For this project a free GCP account is all you need.
- Create an account with your Google email ID
- Setup your first project if you haven't already
- eg. "dtc-project-ritaafranco"
- Copy the project id to the Docker Compose file, changing both variables as shown bellow (lines 70 and 71).
GCP_PROJECT_ID: '<your-gcp-project-id>'
GCP_GCS_BUCKET: 'dtc-project-data_<your-gcp-project-id>'
-
Setup service account & authentication for this project
- Grant
Viewer
role to begin with. - Download service-account-keys (.json) for auth. And save it under
~/.google/credentials/google_credentials.json
- Grant
-
IAM Roles for Service account:
- Go to the IAM section of IAM & Admin https://console.cloud.google.com/iam-admin/iam
- Click the Edit principal icon for your service account.

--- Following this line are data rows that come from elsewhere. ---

PR #4442, opened 2015-10-15
iOS Fixes Bug with AVSoundPlayer 

### LINKED ISSUE #4441: iOS AVSoundPlayer prevented from playing/killed by AVAssetReader
I was testing the examples for any issues for iOS and noticed this one.

The AVSoundPlayer class (AVAudioSession) is very sensitive to if the AVAssetReader is loading something (say AVFoundationVideoPlayer or something else on the system). 
It basically kills the sound player.

I found some documentation online of the same issue:
http://thebesthacker.com/question/avassetreader-kills-playback-in-avaudioplayer.html

With a easy mixer solution (iOS 3+)
Tested and it is a good fix. 
Similar code was in the older iOS Sound Stream class (likely for the same reason).

Keen for 0.9 to be honest.

danoli3:
Fixes #4441

### DIFF
--- a/addons/ofxiOS/src/sound/AVSoundPlayer.m
+++ b/addons/ofxiOS/src/sound/AVSoundPlayer.m
@@ -25,6 +25,18 @@
     return self;
 }
 
+- (void) setupSharedSession {
+	static BOOL audioSessionSetup = NO;
+	if(audioSessionSetup) {
+		return;
+	}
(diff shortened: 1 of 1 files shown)


julapy:
ok cool, one thing...
inside the `setupSharedSession` method you created,
can you add some comments in there to explain why that code was added.

danoli3:
Sure pushing now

- Add these roles in addition to Viewer : Storage Admin + Storage Object Admin + BigQuery Admin
-
Enable these APIs for your project:
Terraform is being used to create the insfrastructure inside GCP project. For that run the following commands on your terminal:
- Go to terraform folder:
cd ~/dtc-project-brooklyn-food-waste/01_terraform
- Init terraform
terraform init
- Run terraform plan to check if all changes are acording to plan.

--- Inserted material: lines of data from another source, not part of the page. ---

Issue #4290, opened 2015-08-24
ios issues with 0.9.0 examples


julapy:
ive gone through a fixed up the smaller issues for all the ios examples.
below are remaining issues which are a little bit more involved,
including outstanding TODO items that will need to be fixed for 0.9.0 release.

* iosCustomSizeExample is buggy.
* iosExternalDisplayExample needs to be tested properly with an external display.
* ~~iosNativeExample reveals a bug with frame number not resetting~~ FIXED
* iosOrientationExample is broken.
* opencvExample needs AssetsLibrary.framework added for example to compile
* opencvFaceExample needs AssetsLibrary.framework added for example to compile
* oscReceiverExample runs but needs testing with OSC data
* oscSenderExample runs but needs testing with OSC data
* videoGrabberExample probably need some kind of message that it doesn’t run on the simulator.

julapy:
@ofZach,
the `opencvExample` and `opencvFaceExample` examples require `AssetsLibrary.framework` to be added by the PG to the xcode project.
i seem to remember this being fixed for osx...
can you comment on how/if this works the same for ios.
cheers.

arturoc:
@julapy if you add:

```make
ios:
    ADDON_FRAMEWORKS = AssetsLibrary
```

not sure now if you need to add the .framework

to addon_config.mk in the ofxOpenCv addon it should do the right thing, can you give it a try? i think there's a specific hack for this or something else related to the opencv addon in the PG code, but better to solve it through the config file.

ofZach:
@julapy I'll take a look, frameworks (system level) should work via the method arturo is describing now with the latest PG (I tested it against a different addon, I think ofxMidi, but I'll check this with opencv shortly)

arturoc:
> iosNativeExample reveals a bug with frame number not resetting.

in 0.9 the frame number is not hold by the window any more but by the main loop so recreating the window won't reset it. you can do the initialization more explicit by using a main loop like:

```
ofGLESSettings settings;
auto window = std::make_shared<ofAppiOSWindow>();
window->setup(settings);
auto mainloop = std::make_shared<ofMainLoop>();
auto app = std::make_shared<ofApp>();
mainloop->run(window, app);
ofSetMainLoop(mainloop);
ofRunMainLoop();
```

julapy:
thanks @arturoc, ill look into implementing ofxiOS in this way.

julapy:
hey @arturoc,
im having

[...]

PR #4445, opened 2015-10-17
Fix for iOS OpenCV missing AssetsFramework

danoli3:
Fix for AssetsFramework work not being built into the project generator builds for iOS OpenCV examples


danoli3:
https://github.com/openframeworks/openFrameworks/issues/4290

https://github.com/openframeworks/projectGenerator/issues/58

PR #4450, opened 2015-10-18
Fix for iOS OpenCV missing AssetsLibrary*

danoli3:
#4290

openframeworks/projectGenerator#58


danoli3:
Okay tested and working. Thanks @ofZach

PR #4453, opened 2015-10-19
First iteration in converting to uniform indentation/formatting

flvi0:


bilderbuchi:
I will close this, as we would format our code with uncrustify, and all style changes at once. I would however welcome a tested PR with the relevant changes for the uncrustify [config file](https://github.com/openframeworks/openFrameworks/blob/master/scripts/dev/style/openFrameworks_style.cfg) (without the formatting changes to the rest of the code).

PR #4454, opened 2015-10-19
Fix an issue with ofShader compilation error reports

tgfrerer:
Changes in rev. b2a33da2d prevented shader source code to be
quoted when GLSL compilation was not successful.

Control would return false before the shader source code was
cached internally. This gave `checkShaderInfoLog()` no
source file to compare the error log line numbers to.

This also fixes two other issues:

+ makes sure to retain the shader GPU id if a shader program
object was allocated successfully, before returning control

+ fixes an offset-by-one issue with the reported GLSL shader
compilation error line number


arturoc:
i was wondering today why this wasn't working. thanks!!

terraform plan -var="project=<your-gcp-project-id>"
- Run terraform apply to enforce the changes.
terraform apply -var="project=<your-gcp-project-id>"

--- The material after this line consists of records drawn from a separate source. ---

Issue #3404, opened 2014-11-08
ofVideoPlayer linux / Error on buffer size for some videos when setting OF_PIXELS_NATIVE


PetrosKataras:
Hi,

I am with latest master under xubuntu 14.04.

If I set the player to use the default pixel format I get this error with a video captured from a GoPro camera :

[notice ] ofGstVideoPlayer: allocating with 860x646 I420
[ error ] ofGstVideoUtils: buffer_cb(): error on new buffer, buffer size: 834632!= init size: 833340
[ error ] ofGstUtils: gstHandleMessage(): embedded video playback halted for plugin, module qtdemux0  reported: GStreamer encountered a general stream error.
[warning] ofGstUtils: didn't received EOS in 5s, closing pipeline anyway
[ error ] ofGstVideoUtils: buffer_cb(): error on new buffer, buffer size: 834632!= init size: 833340
[ error ] ofGstUtils: gstHandleMessage(): embedded video playback halted for plugin, module qtdemux1  reported: GStreamer encountered a general stream error.

This error does not appear if don't set the pixels to the default format and everything renders fine.

It also does not appear for the fingers.mov for example, even if I set the default format.

In addition it seems to me that this error is actually misleading, since if I force the player to render on the default format I will get a result that seems to me correct i.e the movie seems to render properly on the default colorspace .

EDIT: Not sure about the above comment anymore since I just tried the programmable renderer to see if the colorspace conversion would work properly but it doesn't.. The video is being rendered like this:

Wait for the command to complete and then move on to Airflow!
After the work is done, you can use terraform destroy
to delete the services created and avoid costs on any running services.
Airflow is orchestraing the whole data pipeline: data ingestion to data lake, data transformation and data storage in the data warehouse. To run Airflow you need docker compose
and run the following commands on your terminal:
- Navigate to airflow folder:
cd ~/dtc-project-brooklyn-food-waste/02_airfow
- Build de image:
docker compose build
- Initiate airflow
docker compose up -d
After the containers are up navigate to localhost:8080 and log in to airflow. You should be able to see 3 DAGs that are paused. Please enable all 3. Wait for them to start, just refresh the page. Do not trigger them manually.. DAGs will be triggered automatically once the previous one is finnished.
data_ingestion_to_gcs
: first DAG, fetches data from kaggle and stores it in the Data Lake (GCS bucket). Triggersprocess-food-waste-data
DAG.process-food-waste-data
: second DAG, processed all data using Spark, and stores it in the bucket. Triggersdata_to_dw_bq
DAG.data_to_dw_bq
: final DAG, fetches the processed data from the Data Lake and creates the Big Query (data warehouse) tables.
Once the pipeline is completed you can create a Data Studio report to check the data.
You can now create a new report and add the recently created Big Query tables as your data source.
- Add complementary data to make the analysis more interesting, eg: CO2 emissions produced by this food waste.
- Adjust data schema to create an optimized data model for the dashboard.
- Run Spark on GCP instead of inside Airflow Container. And then use Airflow to trigger that spark cluster.